**Data supplied:**
────────────────

PR #1145, opened 2026-07-18
Remove $predDf ar column; parse error-model literals to FIX $iniDf params

mattfidler:
## Why

`$predDf` and `$iniDf` are a **stable, exported interface** relied on by reverse dependencies (nlmixr2est, babelmixr2, nonmem2rx, …) and by fits/UIs saved with earlier versions. The recently-added `ar` column (for the `ar()` AR(1) residual term) broke that contract:

- The released CRAN **nlmixr2est** and previously-stored UIs lack the column, so `.rxGetArCorLang()`'s `is.na(pred1$ar)` errored with *"argument is of length zero"*.
- Stale/older fits failed in `predict()` and `saemModelPred`.

Since a released reverse dependency cannot be patched retroactively, the fix belongs here in rxode2.

## What changed

- **Error-model literals → FIX `$iniDf` params.** A numeric literal in any error function (`add(0.7)`, `prop(0.1)`, `ar(0.5)`) is now parsed into an auto-generated, uniquely named, `rx`-prefixed **FIX** parameter (`rx.<endpoint>.<func>`), keyed to its endpoint via the existing `err`/`condition` columns — exactly like a user-written fixed residual parameter (`.rxErrLiteralToFixParam`). This also fixes literals like `add(0.7)` that were previously **silently dropped**.
- **Removed the `ar` column from `$predDf`** and updated every consumer (`.rxGetArCorLang`, `rxHasAr`, `assertRxUiEstimatedResiduals`, the mu-ref parameter check).
- **All three `ar()` forms keep working:** literal → FIX param; estimated `ar(rho)` → keeps its `err=="ar"` iniDf linkage; modeled `ar(corv)` (a calculated variable) → recovered directly from the endpoint's error expression (`.rxFindArArg`), with `rxHasAr()` scanning error lines to detect it — no new column needed.
- **CLAUDE.md guardrail:** `$predDf`/`$iniDf` schema changes require explicit permission; reverse-dependency compat fixes belong in rxode2, not in the reverse dependency.
- NEWS entry + updated `test-ar.R`.

## Verification

- rxode2 (`load_all`): `test-ar` (34), `test-ui-err` (229), `test-rxFix`, `test-parsing`, and a 174-test sim/focei/deparse regression sweep — **all pass, 0 failures**.
- Reverse-dep: **unpatched** nlmixr2est against the rebuilt rxode2 — `predict` (11), `issue-281` (14), `issue-502` (1), `keep` (96) — all pass.

Note: the original `packageVersion("rxode2")` *"no package called 'rxode2'"* errors were a `load_all`-without-install artifact, not a real rxode2 break — they do not occur when rxode2 is installed (the real reverse-dep/CRAN scenario).

### DIFF
--- a/CLAUDE.md
+++ b/CLAUDE.md
@@ -124,6 +124,23 @@ devtools::document()
 - `rxUiGet` is an S3 dispatch system: `ui$property` calls `rxUiGet.property(x)`
 - Model piping (`R/piping*.R`) copies and modifies `rxUi` objects via `.copyUi()`
 
+> [!IMPORTANT]
+> **`$predDf` and `$iniDf` are a stable, exported interface — do not change
+> their schema without explicit user permission.** Their columns and structure
+> are relied on for model export/serialization and by reverse dependencies
+> (nlmixr2est, babelmixr2, nonmem2rx, …), including fits/UIs that were saved by
+> earlier versions. Adding, removing, renaming, or repurposing a column is a
+> breaking change: never do it as an incidental part of another change — ask
+> first. Prefer representing new information with the *existing* schema (e.g. a
+> literal residual value becomes an auto-generated FIX row in `$iniDf`, keyed to
+> its endpoint via the existing `err`/`condition` columns — see
+> `.rxErrLiteralToFixParam` in `R/err.R` — rather than a new `$predDf` column).
+>
+> **Reverse-dependency compatibility is fixed here, in rxode2.** When an rxode2
+> change breaks a reverse dependency, the released reverse dependency cannot be
+> patched retroactively, so the fix belongs in rxode2 — not in the reverse
+> dependency.
+
 **Event Table** (`src/et.cpp`, `src/etTran.cpp`, `R/et.R`):
 
 - `et()` constructs dosing/sampling event tables
--- a/NEWS.md
+++ b/NEWS.md
@@ -1,5 +1,20 @@
 # rxode2 5.1.3
 
+## Breaking / compatibility changes
+
+- The `ar` column that had been added to `$predDf` was removed.  `$predDf` and
+  `$iniDf` are a stable, exported interface relied on by reverse dependencies
+  (nlmixr2est, babelmixr2, ...) and by fits saved with earlier versions, so
+  their schema must not grow.  Instead, a numeric literal supplied to an
+  error-model function (e.g. `add(0.7)`, `prop(0.1)`, `ar(0.5)`) is now parsed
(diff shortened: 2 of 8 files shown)


mattfidler:
All six Copilot review comments are addressed in c2dd5f3e7:

1. **`.rxErrLiteralToFixParam` de-dup suffix** (`R/err.R`) -- counter now starts at `0L`, so the first collision yields `rx.<endpoint>.<func>.1` instead of `.2`.
2. **`ar()` literal FIX bound** (`R/err.R`) -- upper bound is now the strict-below-1 sup (`1 - .Machine$double.eps`) to match the `[0, 1)` domain; comment updated to match.
3. **`.rxFindArArg` LHS unwrapping** (`R/err-sim.R`) -- now unwraps `ll(x)` -> `x` and `linCmt()` -> `rxLinCmt` on the tilde LHS, mirroring `.errHandleLlOrLinCmt`, so modeled `ar()` correlations are recovered for `ll()`/`linCmt()` endpoints. Verified all three LHS forms.
4. **Test coverage for non-`ar()` literals** (`tests/testthat/test-ar.R`) -- added assertions that `add(0.7)`/`prop(0.1)` literals produce `rx.<endpoint>.<func>` FIX rows (est/err/condition/lower) and are not dropped.
5. **`cran-comments.md` grammar** -- "caused by or new to" -> "caused by nor new to".
6. **`cran-comments.md` hyphenation** -- "un-initialized" -> "uninitialized".

Verification (`load_all`): `test-ar` (45), `test-ui-err` (229), `test-rxFix` (7) -- all pass, 0 failures.

mattfidler:
Follow-up in 3e434bf08 -- multi-argument fixed error literals:

- **Naming fix (`.rxErrLiteralToFixParam`, `R/err.R`)** -- the auto-generated FIX parameter name now mirrors the endpoint's `err` specification (`funName` for argument 1, `funName<argno>` otherwise) instead of the bare function name. This means a multi-argument error function with more than one fixed literal (e.g. `pow(1.5, 2)`) produces distinct names keyed to their `err` rows (`rx.cp.pow`, `rx.cp.pow2`) rather than colliding on `rx.cp.pow` and falling back to a numeric dedup suffix.
- **Tests (`test-ar.R`)** -- added coverage for `pow(alpha, 1.5)` (estimated first arg stays a normal param; literal exponent fixed as `rx.cp.pow2`, `err == "pow2"`) and `pow(1.5, 2)` (both literals fixed to `rx.cp.pow` / `rx.cp.pow2`).

Verification (`load_all`): `test-ar` (60), `test-ui-err` (229) -- all pass, 0 failures.

PR #34, opened 2019-07-16
RFC: instanced pipelines

vito:
[Rendered](https://github.com/vito/rfcs/blob/instanced-pipelines/034-instanced-pipelines/proposal.md)

### DIFF
--- a/034-instanced-pipelines/proposal.md
+++ b/034-instanced-pipelines/proposal.md
@@ -33,11 +33,9 @@ fly archive-pipeline -p branch -i branch:feature/foo
 
 ## Automatic archival
 
-When used with the `set_pipeline` step ([RFC #31](https://github.com/concourse/rfcs/pull/31)), instanced pipelines take on additional behavior.
+Instanced pipelines build on the automatic pipeline archiving introduced in [RFC #33](https://github.com/concourse/rfcs/pull/33). Individual pipeline instances that are no longer configured will be automatically archived in the same way that normal pipelines would.
 
-At the end of a build which uses `set_pipeline`, all instances of the named pipelines which were not configured by the build will be automatically archived.
-
-For example, say I have a job which I use to automatically configure my pipelines:
+For example, say I have a job whose build plan configures a pipeline instance for each supported version:
 
 ```yaml
 plan:
@@ -52,7 +50,7 @@ plan:
     version: 5.2
 ```
 
-Let's say I ship a `5.5` version. Assuming my policy is to only support the last 2 versions, I would update the config like so:
+Let's say I ship a `5.5` version, and my policy is to only support the last 2 versions. I would update the config like so:
 
 
 ```yaml
@@ -70,6 +68,7 @@ plan:
 
 When this build runs, the `version: 5.2` instance will be automatically archived.
 
+
 # New Implications
 
-This functionality will be more and more useful as we expand Concourse's vocabulary to support pipeline automation. Spatial resources ([RFC #26](https://github.com/concourse/rfcs/pull/26)), for example, can be used to automatically configure a pipeline for each branch or PR. When the branch or PR goes away, their pipeline instances will be archived automatically.
+This functionality will be more and more useful as we expand Concourse's vocabulary to support pipeline automation. Spatial resources ([RFC #29](https://github.com/concourse/rfcs/pull/29)), for example, can be used to automatically configure a pipeline for each branch or PR. When the branch or PR goes away, their pipeline instances will be archived automatically.
--- a/034-instanced-pipelines/proposal.md
+++ b/034-instanced-pipelines/proposal.md
@@ -1,0 +1,75 @@
+# Summary
+
+Instanced pipelines group together pipelines which share a common template configured with different ((vars)). They provide a simple two-level hierarchy and automatic archiving of instances which are no longer needed.
+
+# Proposal
+
+Pipelines can be configured with 'instance vars' like so:
+
+```yaml
+fly set-pipeline -p branch --instance-var branch=feature/foo
+```
+
+This will configure a `branch` pipeline, with the `((branch))` var set to `"feature/foo"`.
+
+Instance vars are used as part of the pipeline identifier in the UI and API. There can be multiple instances of a pipeline with the same name:
+
+```yaml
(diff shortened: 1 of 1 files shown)


034-instanced-pipelines/proposal.md
```diff
@@ -0,0 +1,75 @@
...
+fly set-pipeline -p branch --instance-var branch=feature/foo
+```
+
+This will configure a `branch` pipeline, with the `((branch))` var set to `"feature/foo"`.
+
+Instance vars are used as part of the pipeline identifier in the UI and API. There can be multiple instances of a pipeline with the same name:
+
+```yaml
+fly set-pipeline -p branch --instance-var branch=feature/foo
+fly set-pipeline -p branch --instance-var branch=feature/bar
```
Zanadar: I think the implicit looping of the configuration here could be supported well in a vars file api too, eg

```yaml
fly set-pipeline -p branch --instance-var-file vars.yml

#! vars.yml
---
branch:
- feature/foo
- feature/bar

File: 034-instanced-pipelines/proposal.md [hunk 2]
```diff
@@ -0,0 +1,75 @@
...
+```
+
+Instanced pipelines sharing the same name will be grouped together in the web UI.
```
Zanadar: This is great! Some sort of hierarchical display would be awesome. https://buildpacks.ci.cf-app.com/ has lots of "instanced" pipelines we create through `erb.yml` craziness, and being able to visually organize them better would be super!

034-instanced-pipelines/proposal.md
```diff
@@ -0,0 +1,74 @@
...
+
+```yaml
+plan:
+- get: ci
+- set_pipeline: release
+  file: ci/pipelines/release.yml
+  instance_vars:
+    version: 5.3
+- set_pipeline: release
+  file: ci/pipelines/release.yml
```
evanchaoli, line 48: How about if I use a different pipeline yml here? Is that allowed? 

- If yes, then this feature is just a way to group pipelines with a single name. In that case, the existing `var` and `var_file` is good enough, no need to introduce `instance_vars`.
- If not, then why let users to input `file` multiple times? The syntax may change to something like:

```yaml
- set_pipeline: release
  file: ci/pipelines/release.yml
  instance_vars:
  - version: 5.3
    foo: bar
  - version: 5.2
    foo: bar
```

vito: The `set_pipeline` step sets all instances of a pipeline at once. They don't technically have to share a common template, that's just how most examples are framed as that seems like the most obvious use case.

Your second example would be accomplished by way of the `across` step outlined in #29:

```yaml
across:
- from: 3.0
  to: 5.0
- from: 4.0
  to: 5.0
as: upgrade_path
do:
- set_pipeline: upgrade-test
   file: ci/pipelines/upgrade-test.yml
  instance_vars:
    upgrade_from: ((upgrade_path.from))
    upgrade_to: ((upgrade_path.to))
```

...though I'm currently leaning towards this syntax instead, since it can be done by just adding the `matrix:` field to any step rather than the full `across:/as:/do:`:

```yaml
set_pipeline: upgrade-test
file: ci/pipelines/upgrade-test.yml
instance_vars:
  upgrade_from: ((.:upgrade_path.from))
  upgrade_to: ((.:upgrade_path.to))
matrix:
  upgrade_path:
  - from: 3.0
    to: 5.0
  - from: 4.0
    to: 5.0
```

In principle, we could make the `file:` field also parameterized through of the matrix if that sort of thing is necessary:

```yaml
set_pipeline: upgrade-test
file: ci/pipelines/((.:upgrade_path.file))
instance_vars:
  upgrade_from: ((.:upgrade_path.from))
  upgrade_to: ((.:upgrade_path.to))
matrix:
  upgrade_path:
  - from: 3.0
    to: 5.0
    file: old-upgrade-test.yml
  - from: 4.0
    to: 5.0
    file: new-upgrade-test.yml
```

So for that case there's probably merit in #5277 after all, though I still don't think we should allow the name to be interpolated as it really overlaps with the intended function of instanced pipeline names; `instance_vars` effectively become part of the identifier, and they don't require you to sanitize whatever you're interpolating since the values aren't part of the pipeline name and thus don't have to conform to #40.

034-instanced-pipelines/proposal.md
```diff
@@ -0,0 +1,74 @@
...
+fly destroy-pipeline -p branch -i branch:feature/foo
+fly pause-pipeline   -p branch -i branch:feature/foo
+fly archive-pipeline -p branch -i branch:feature/foo
+```
+
+(Side note: `:` vs. `=` is a little weird but it's consistent with `fly check-resource` - we use `=` for assignment and `:` for partial filtering.)
+
+## Automatic archival
+
+Instanced pipelines build on the automatic pipeline archiving introduced in [RFC #33](https://github.com/concourse/rfcs/pull/33). Individual pipeline instances that are no longer configured will be automatically archived in the same way that normal pipelines would.
```
evanchaoli, line 36: I'm confused about how to determine "individual pipeline instance no longer configured". My use case is like:

```yaml
- get: policy # this will generate a pipeline yaml on the fly
  trigger: true
- load_var: id
  file: policy/id.txt
- set_pipeline: some-name
  file: policy/pipeline.yaml
  instance_vars:
      id: ((.:id))
```

In this case, `id` is dynamically generated, after build 2, will pipeline set by build 1 be automatically archived?

vito: Yep. This is more a behavior of the `set_pipeline` step in general than with instanced pipelines in particular though.

If the previous pipeline should still exist, that must be expressed by the build continuing to run `set_pipeline` against it.

For example, pull request pipeline automation will continuously re-configure all pipelines for all PRs that are open, rather than setting one-pipeline-per-build:

```yaml
set_pipeline: pr
instance_vars: {pr_number: ((.:pr.number))}
matrix: {pr: concourse-prs}
```

Just guessing from your example, it seems like it should be configuring a matrix of pipelines across the valid policy IDs, similar to above.

evanchaoli: Cool. Thanks for the explanation. Looking forward to this feature.

PR #35, opened 2019-08-09
Proposal for Operator User separation

YoussB:
An idea that arose when working on the super admin story concourse/concourse#4192.


jama22:
In general, I'm not a fan of associating privileges to specific teams. I know we currently have that today with members of the `main` team granting app-wide privileges, and I'm also not OK with that either!

Specifically, I think it creates a lot of surprise and confusion to attach special actions to not just the role that you possess, but also your membership into specific teams.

────────────────

**Problem details:** All lines with the word "versions" must be located in the data and copied.

**Your solution:**
`$predDf` and `$iniDf` are a **stable, exported interface** relied on by reverse dependencies (nlmixr2est, babelmixr2, nonmem2rx, …) and by fits/UIs saved with earlier versions. The recently-added `ar` column (for the `ar()` AR(1) residual term) broke that contract:
+> earlier versions. Adding, removing, renaming, or repurposing a column is a
+  (nlmixr2est, babelmixr2, ...) and by fits saved with earlier versions, so
-Let's say I ship a `5.5` version. Assuming my policy is to only support the last 2 versions, I would update the config like so:
+Let's say I ship a `5.5` version, and my policy is to only support the last 2 versions. I would update the config like so:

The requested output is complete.